§ Your goal
The lines to be extracted run from the start of the listing through the line containing "miscco: The tunings"; copy them exactly and nothing else.

━━━ Material to process ━━━

PR #6522, opened 2025-11-06
Fix some warnings in cub headers that are picked up by the libcu++ tests

miscco:


cub/cub/device/device_reduce.cuh
```diff
@@ -994,14 +994,14 @@ public:
   {
     _CCCL_NVTX_RANGE_SCOPE("cub::DeviceReduce::Min");
 
-    static_assert(!_CUDA_STD_EXEC::__queryable_with<EnvT, _CUDA_EXEC::determinism::__get_determinism_t>,
+    static_assert(!::cuda::std::execution::__queryable_with<EnvT, _CUDA_EXEC::determinism::__get_determinism_t>,
```
miscco: Drive by fix, because we dropped the macros

cub/cub/device/device_reduce.cuh
```diff
@@ -1281,30 +1283,32 @@ public:
...
+                                                  _CUDA_EXEC::determinism::__get_determinism_t,
+                                                  _CUDA_EXEC::determinism::run_to_run_t>;
 
     // Static assert to reject gpu_to_gpu determinism since it's not properly implemented
     static_assert(!::cuda::std::is_same_v<requested_determinism_t, ::cuda::execution::determinism::gpu_to_gpu_t>,
                   "gpu_to_gpu determinism is not supported");
 
     // TODO(NaderAlAwar): Relax this once non-deterministic implementation for min / max is available
-    using determinism_t = ::cuda::execution::determinism::run_to_run_t;
+    // using determinism_t = ::cuda::execution::determinism::run_to_run_t;
```
miscco: The tunings arent used here, I disabled them

miscco: @NaderAlAwar can you please give this a look, because that is your code

bernhardmgruber (approved):

cub/cub/device/device_reduce.cuh
NaderAlAwar: I think @gonidelis wrote this code. I'm actually not sure why we don't pass the tuning policy to the dispatch class.

cub/cub/device/dispatch/kernels/kernel_reduce.cuh
```diff
@@ -335,12 +335,12 @@ __launch_bounds__(int(ChainedPolicyT::ActivePolicy::ReducePolicy::BLOCK_THREADS)
...
 
   _CCCL_PRAGMA_UNROLL_FULL()
-  for (::cuda::std::uint32_t i = tid; i < num_items; i += (n_threads * items_per_thread))
+  for (int i = tid; i < num_items; i += (n_threads * items_per_thread))
   {
     ftype items[items_per_thread] = {};
     for (int j = 0; j < items_per_thread; j++)
     {
-      const ::cuda::std::uint32_t idx = i + j * n_threads;
+      const int idx = i + j * n_threads;
```
NaderAlAwar: @srinivasyadav18 you should take a look at this

miscco: Oh that is totally fine, all inputs are int, so lets just roll with that

srinivasyadav18: The change looks fine to me.

davebayer (approved):

cub/cub/device/dispatch/kernels/kernel_reduce.cuh
```diff
@@ -335,12 +335,12 @@ __launch_bounds__(int(ChainedPolicyT::ActivePolicy::ReducePolicy::BLOCK_THREADS)
   int n_threads = reduce_grid_size * block_threads;
 
   _CCCL_PRAGMA_UNROLL_FULL()
-  for (::cuda::std::uint32_t i = tid; i < num_items; i += (n_threads * items_per_thread))
+  for (int i = tid; i < num_items; i += (n_threads * items_per_thread))
```
fbusato: weird that we used `uint32_t` in the original version

fbusato (approved):

miscco:
This consistently hangs `cub.cpp20.test.device_reduce_deterministic.lid_0`

cub/cub/device/dispatch/kernels/kernel_reduce.cuh
miscco:
```suggestion
  for (::cuda::std::uint32_t i = static_cast<::cuda::std::uint32_t>(tid); i < static_cast<::cuda::std::uint32_t>(num_items); i += static_cast<::cuda::std::uint32_t>(n_threads * items_per_thread))
```

Check sass

fbusato: ~I don't think this is the right solution~

fbusato: discussed offline with @gevtushenko. There could be alternatives to the proposed approach but definitely for another PR

bernhardmgruber: > Check sass

Is that a command? To whom? Or do you mean you checked the SASS? Then what executable and for which SM arch?

gonidelis: I think he just wants to make sure sass for `cub.cpp20.test.device_reduce_deterministic.lid_0` doesn't change after this change @bernhardmgruber

bernhardmgruber: I think the `i += (n_threads * items_per_thread)` can overflow if `num_items` is very close to `INT_MAX`. I think it would be safer to stay in the realm of `u32`.

bernhardmgruber: I confirm that the current state of the PR loops infinitely.

cub/cub/device/dispatch/kernels/kernel_reduce.cuh
bernhardmgruber: Unfortunately, the value of `idx` goes beyond `INT_MAX`, so using `int` overflows here.

bernhardmgruber:
I dropped the commented out code and rebased on `main`.

There are no SASS differences for `cub.test.device_reduce_deterministic.lid_0` on sm120.

bernhardmgruber (approved):

PR #6524, opened 2025-11-06
Split `DeviceSegmentedReduce` in its own file

bernhardmgruber:
The file was a bit big and the segmented reduce dispatch is logically independent.

### DIFF
--- a/cub/cub/device/dispatch/dispatch_reduce.cuh
+++ b/cub/cub/device/dispatch/dispatch_reduce.cuh
@@ -34,7 +34,7 @@
 #include <cuda/std/cstdint>
 
 // TODO(bgruber): included to not break users when moving DeviceSegmentedReduce to its own file. Remove in CCCL 4.0.
-#include <cub/device/dispatch/dispatch_reduce.cuh>
+#include <cub/device/dispatch/dispatch_segmented_reduce.cuh>
 
 CUB_NAMESPACE_BEGIN
 


cub/cub/device/dispatch/dispatch_segmented_reduce.cuh
```diff
@@ -0,0 +1,730 @@
+// SPDX-FileCopyrightText: Copyright (c) 2011, Duane Merrill. All rights reserved.
+// SPDX-FileCopyrightText: Copyright (c) 2011-2024, NVIDIA CORPORATION. All rights reserved.
+// SPDX-License-Identifier: BSD-3
```
bernhardmgruber, line 3: License retained from file this was copied from.

cub/cub/device/dispatch/dispatch_reduce.cuh
```diff
@@ -21,26 +21,20 @@
...
-#include <cuda/std/__algorithm/min.h>
 #include <cuda/std/__functional/identity.h>
 #include <cuda/std/__functional/invoke.h>
-#include <cuda/std/__iterator/iterator_traits.h>
-#include <cuda/std/__utility/pair.h>
 #include <cuda/std/cstdint>
-#include <cuda/std/limits>
+
+// TODO(bgruber): included to not break users when moving DeviceSegmentedReduce to its own file. Remove in CCCL 4.0.
+#include <cub/device/dispatch/dispatch_reduce.cuh>
```
miscco: This should be 
```suggestion
#include <cub/device/dispatch/dispatch_segmented_reduce.cuh>
```

bernhardmgruber: What would I do without you! Thx!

━━━

§ Result
PR #6522, opened 2025-11-06
Fix some warnings in cub headers that are picked up by the libcu++ tests

miscco:


cub/cub/device/device_reduce.cuh
```diff
@@ -994,14 +994,14 @@ public:
   {
     _CCCL_NVTX_RANGE_SCOPE("cub::DeviceReduce::Min");
 
-    static_assert(!_CUDA_STD_EXEC::__queryable_with<EnvT, _CUDA_EXEC::determinism::__get_determinism_t>,
+    static_assert(!::cuda::std::execution::__queryable_with<EnvT, _CUDA_EXEC::determinism::__get_determinism_t>,
```
miscco: Drive by fix, because we dropped the macros

cub/cub/device/device_reduce.cuh
```diff
@@ -1281,30 +1283,32 @@ public:
...
+                                                  _CUDA_EXEC::determinism::__get_determinism_t,
+                                                  _CUDA_EXEC::determinism::run_to_run_t>;
 
     // Static assert to reject gpu_to_gpu determinism since it's not properly implemented
     static_assert(!::cuda::std::is_same_v<requested_determinism_t, ::cuda::execution::determinism::gpu_to_gpu_t>,
                   "gpu_to_gpu determinism is not supported");
 
     // TODO(NaderAlAwar): Relax this once non-deterministic implementation for min / max is available
-    using determinism_t = ::cuda::execution::determinism::run_to_run_t;
+    // using determinism_t = ::cuda::execution::determinism::run_to_run_t;
```
miscco: The tunings arent used here, I disabled them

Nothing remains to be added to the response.